PR #2771, opened 2026-08-20
feat(rewards): restore referral surfaces on iOS, reframe as cashback

innolope-dev:
Restores the referral surfaces that were hidden on iOS in `4564b401` and reframes the programme as **cashback** throughout, in all four locales.

The incentive stays visible and legible — this is a deliberate product decision, not a compliance retreat. What changes is the vocabulary, what the money is attributed to, and three items that carried App Store exposure without buying anything.

## Why the gate comes off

========================

Your task is to output the material above exactly.

* **Response box**:
PR #2771, opened 2026-08-20
feat(rewards): restore referral surfaces on iOS, reframe as cashback

innolope-dev:
Restores the referral surfaces that were hidden on iOS in `4564b401` and reframes the programme as **cashback** throughout, in all four locales.

The incentive stays visible and legible — this is a deliberate product decision, not a compliance retreat. What changes is the vocabulary, what the money is attributed to, and three items that carried App Store exposure without buying anything.

## Why the gate comes off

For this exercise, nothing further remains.